Lower bounds in multiple testing: A framework based on derandomized proxies
This work addresses the lack of general lower bounds for FDR-FNR tradeoffs in multiple testing, providing a foundational tool for statisticians and researchers in fields like genomics and data science, though it is incremental as it builds on prior work on performance bounds.
The paper tackles the problem of deriving lower bounds on the combined false discovery rate (FDR) and false non-discovery rate (FNR) in multiple testing, introducing a general framework based on derandomization. It results in explicit bounds for various models, including those with dependence and non-Gaussian distributions, and shows through simulations that these bounds closely match the performance of the Benjamini-Hochberg algorithm.

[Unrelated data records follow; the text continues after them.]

PR #105, opened 2021-05-13
Add and report version info/git sha.

yossigo:


version.h
```diff
@@ -0,0 +1,2 @@
+#include "buildinfo.h"
+#define REDISRAFT_VERSION   "255.255.255"
```
sjpotter, line 2: is this what the default version is supposed to be?  I assume it be updated at release time, but still seems like a weird version

yossigo: Yes, it's an easy way to indicate a non-official build.

sjpotter (approved):

PR #106, opened 2021-05-16
Shardgroup fixes.

yossigo:
* Reduce logging verbosity of updates.
* Fix an issue resulting with `<redisraft> {conn:6} Failed to resolve '': unknown node or service` errors:

This PR is about storing the last attempted address in `conn_addr`. If the connection is successful, `use_conn_addr` is set to `true` so a subsequent reconnect will first attempt to reconnect to the same address before iterating nodes.

Before this fix `conn_addr` would not be initialized. Upon successful connection, `use_conn_addr` was set to true and if a reconnection was required it would use the uninitialized `conn_addr`.

### DIFF
--- a/cluster.c
+++ b/cluster.c
@@ -398,6 +398,7 @@ static void establishShardGroupConn(Connection *conn)
             sg->node_conn_idx = 0;
         }
         addr = &sg->nodes[sg->node_conn_idx++].addr;
+        sg->conn_addr = *addr;
     }
 
     LOG_DEBUG("Initiating shardgroup(%u) connection to %s:%u", sg->id, addr->host, addr->port);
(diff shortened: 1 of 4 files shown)


cluster.c
```diff
@@ -398,6 +398,7 @@ static void establishShardGroupConn(Connection *conn)
             sg->node_conn_idx = 0;
         }
         addr = &sg->nodes[sg->node_conn_idx++].addr;
+        sg->conn_addr = *addr;
```
sjpotter, line 401: based on the code / comment below this (where use_conn_addr is set to false) I'm wondering if this is correct?

yossigo: I will clarify (and will update the top comment if that makes sense).

This PR is about storing the last attempted address in `conn_addr`. If the connection is successful, `use_conn_addr` is set to `true` so a subsequent reconnect will first attempt to reconnect to the same address before iterating nodes.

Before this fix `conn_addr` would not be initialized. Upon successful connection, `use_conn_addr` was set to true and if a reconnection was required it would use the uninitialized `conn_addr`.

sjpotter (approved):

PR #108, opened 2021-05-20
Tests: make fsync optional.

yossigo:


sjpotter:
so I'm not 100% sure I understand this.  From my reading it looks like we now have control over passing the fsync flag to pytest which will be passed onto the redis instances that it brings up.  and we have an additional test within a test that tests if the commit id is up to date with whats expected.  seems simple enough, but want to make sure before I approve that I understand it.

sjpotter (approved):

PR #109, opened 2021-05-20
Fix crashes with large AE messages.

yossigo:
Before this commit, the Redis command was constructed on the stack which
could lead to overflow and crash. Now everything is heap based.

We should also address and optimize the root cause:
* Apply some limit on the number of entries per message
* Create a mechanism that would trigger a snapshot and deliver that
instead of a huge number of entries.

### DIFF
--- a/raft.c
+++ b/raft.c
@@ -399,13 +399,16 @@ static int raftSendAppendEntries(raft_server_t *raft, void *user_data,
     Node *node = (Node *) raft_node_get_udata(raft_node);
 
     int argc = 5 + msg->n_entries * 2;
-    char *argv[argc];
-    size_t argvlen[argc];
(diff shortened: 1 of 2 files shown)


raft.c
```diff
@@ -399,14 +399,17 @@ static int raftSendAppendEntries(raft_server_t *raft, void *user_data,
     Node *node = (Node *) raft_node_get_udata(raft_node);
 
     int argc = 5 + msg->n_entries * 2;
-    char *argv[argc];
-    size_t argvlen[argc];
+    char **argv = NULL;
+    size_t *argvlen = NULL;
```
sjpotter, line 403: why does argv need to be on the heap?

sjpotter (approved):

PR #110, opened 2021-05-20
convert cluster join to be synchronous

sjpotter:
instead of returning an immediate OK, will only return an OK (or ERR) when the join completes or times out.

as join can now fail, modify tests to handle that situation

### DIFF
--- a/join.c
+++ b/join.c
@@ -63,7 +63,7 @@ static void handleNodeAddResponse(redisAsyncContext *c, void *r, void *privdata)
                 LOG_VERBOSE("Join redirected to leader: %s:%d", addr.host, addr.port);
                 NodeAddrListAddElement(&state->addr, &addr);
             }
-        } else if (strlen(reply->str) > 12 && !strcmp(reply->str, "CLUSTERDOWN ")) {
+        } else if (strlen(reply->str) > 12 && !strncmp(reply->str, "CLUSTERDOWN ", 12)) {
             LOG_ERROR("RAFT.NODE ADD error: %s, retrying.", reply->str);
         } else {
             LOG_ERROR("RAFT.NODE ADD failed: %s", reply->str);
--- a/join.c
+++ b/join.c
@@ -30,8 +30,14 @@ typedef struct JoinState {
     NodeAddrListElement *addr;
     NodeAddrListElement *addr_iter;
     Connection *conn;
-    time_t start;
+    time_t start;                       /* Time we initiated the join, to enable it to fail if it takes too long */
+    RaftReq *req;                       /* Original RaftReq, so we can return a reply */
 } JoinState;
+
+void HandleClusterJoinFailed(RedisRaftCtx *rr, RaftReq *req) {
+    RedisModule_ReplyWithError(req->ctx, "ERR Failed to join cluster, check logs");
+    RaftReqFree(req);
+}
 
 /* Callback for the RAFT.NODE ADD command.
  */
@@ -71,7 +77,7 @@ static void handleNodeAddResponse(redisAsyncContext *c, void *r, void *privdata)
 
         rr->config->id = reply->element[0]->integer;
 
-        HandleClusterJoinCompleted(rr);
+        HandleClusterJoinCompleted(rr, state->req);
         assert(rr->state == REDIS_RAFT_UP);
 
         ConnAsyncTerminate(conn);
@@ -125,9 +131,9 @@ void joinIdleCallback(Connection *conn)
     time(&now);
 
     if (difftime(now, state->start) > rr->config->join_timeout) {
-        LOG_ERROR("timed out trying to join cluster");
+        LOG_ERROR("Cluster join: timed out, took longer than %d seconds", rr->config->join_timeout);
         ConnAsyncTerminate(conn);
-        HandleClusterJoinFailed(rr);
+        HandleClusterJoinFailed(rr, state->req);
         return;
     }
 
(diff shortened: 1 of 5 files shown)


sjpotter:
I saw a flakiness in test_membership.py::test_full_cluster_remove 

it does change when it gets an error

E           redis.exceptions.ResponseError: -ERR a voting change is already in progress

I am pretty sure this isn't due to this change and isn't a bug in the code, but a bug in the test being unreliable (i.e. a) expects a certain node to be leader and b) doesn't expect leader to change in course of test)

redisraft.h
```diff
@@ -619,8 +616,7 @@ void RaftRedisCommandArrayMove(RaftRedisCommandArray *target, RaftRedisCommandAr
 /* raft.c */
 RRStatus RedisRaftInit(RedisModuleCtx *ctx, RedisRaftCtx *rr, RedisRaftConfig *config);
 RRStatus RedisRaftStart(RedisModuleCtx *ctx, RedisRaftCtx *rr);
-void HandleClusterJoinCompleted(RedisRaftCtx *rr);
-void HandleClusterJoinFailed(RedisRaftCtx *rr);
+
```
yossigo, line 619: Whitespace

tests/integration/sandbox.py
```diff
@@ -130,9 +133,10 @@ def init(self):
         LOG.info('Cluster created: %s', dbid)
         return self
 
-    def join(self, addresses):
+    def join(self, addresses, expect_error=None):
```
yossigo, line 136: I think there is not enough separation of concerns here between utility functions and test cases. An alternative can be to simply expect the exception when calling `join`, and maybe pass an explicit `retries=1` to save time.

tests/integration/sandbox.py
```diff
@@ -107,20 +107,23 @@ def raftlogidx(self):
...
         retries = self.up_timeout
         if retries is not None:
             retries *= 10
         while True:
             try:
                 return self.client.execute_command('RAFT.CLUSTER', *args)
             except redis.exceptions.RedisError as err:
-                LOG.info(err)
+                if expect_error is not None and expect_error in str(err):
+                    LOG.info(f"found expected error {expect_error}")
```
yossigo, line 119: The test code style uses `"string".format()`.

tests/integration/sandbox.py
```diff
@@ -130,9 +133,10 @@ def init(self):
         LOG.info('Cluster created: %s', dbid)
         return self
 
-    def join(self, addresses):
+    def join(self, addresses, expect_error=None):
         self.start()
-        self.cluster('join', *addresses)
+        logging.info("In Join")
```
yossigo, line 138: Is this really needed or a leftover from earlier tests?

join.c
```diff
@@ -125,9 +131,9 @@ void joinIdleCallback(Connection *conn)
     time(&now);
 
     if (difftime(now, state->start) > rr->config->join_timeout) {
-        LOG_ERROR("timed out trying to join cluster");
+        LOG_ERROR("Cluster join: timed out, took longer than %d seconds", rr->config->join_timeout);
```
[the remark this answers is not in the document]
sjpotter: what's the practical difference?  it hit the limit, so if the limit is 60s and we only see it after 61s because of some hang, what difference does it make?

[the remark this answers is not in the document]
sjpotter: I'd figure that the limit would be even better as it would give a user something to figure out if they don't know where that limit is coming from, vs a random time doesn't give them insight into whats going on

tests/integration/sandbox.py
sjpotter: it's an artifact of me putting in logging to understand what was going on, need to remove.

tests/integration/sandbox.py
yossigo: "Standard is better than better". I don't mind this or the other but keep things consistent where possible.

join.c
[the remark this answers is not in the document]
yossigo: You're right, unless something unexpected happens and it blocks for a very long time... although the log timestamp would also tell the story.

tests/integration/sandbox.py
sjpotter: hmm, ok, that could make sense.  retries=1 and try/except the error in the caller.  I can do that.

tests/integration/test_membership.py
```diff
@@ -7,6 +7,7 @@
 (AGPLv3) or the Redis Source Available License (RSAL).
 """
 import logging
+import redis as redis
```
yossigo, line 10:
```suggestion
import redis
```

tests/integration/test_membership.py
```diff
@@ -167,13 +168,15 @@ def test_remove_and_rejoin_node_with_same_id_fails(cluster, use_snapshot):
...
-    # TODO: Detect the error immediately (by inspecting the logs?) instead of retrying until timeout
-    with raises(RedisRaftTimeout):
-        new_node.wait_for_node_voting()
+    try:
+        new_node = cluster.add_node(port=port, node_id=node_id, single_run=True)
+        logger.info("Waiting for timeout")
+
+        # TODO: Detect the error immediately (by inspecting the logs?) instead of retrying until timeout
+        with raises(RedisRaftTimeout):
+            new_node.wait_for_node_voting()
```
yossigo, line 177: This should be enough -- it will fail
* If `RedisRaftTimeout` is not raised
* If any other exception is raised

join.c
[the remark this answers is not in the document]
sjpotter: unsure if you are happy with this.  note, I added another failure case now.  we can short circuit retries if we get an unrecoverable error.  (speeds up testing a lot, no more retry on the try to readd node with old node id test)

tests/integration/sandbox.py
sjpotter: think I've done this now

tests/integration/sandbox.py
sjpotter: fixed all f"" strings

tests/integration/test_membership.py
sjpotter: this is now very changed

yossigo (approved):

The large bulk of work in multiple testing has focused on specifying procedures that control the false discovery rate (FDR), with relatively less attention being paid to the corresponding Type II error known as the false non-discovery rate (FNR). A line of more recent work in multiple testing has begun to investigate the tradeoffs between the FDR and FNR and to provide lower bounds on the performance of procedures that depend on the model structure. Lacking thus far, however, has been a general approach to obtaining lower bounds for a broad class of models. This paper introduces an analysis strategy based on derandomization, illustrated by applications to various concrete models. Our main result is meta-theorem that gives a general recipe for obtaining lower bounds on the combination of FDR and FNR. We illustrate this meta-theorem by deriving explicit bounds for several models, including instances with dependence, scale-transformed alternatives, and non-Gaussian-like distributions. We provide numerical simulations of some of these lower bounds, and show a close relation to the actual performance of the Benjamini-Hochberg (BH) algorithm.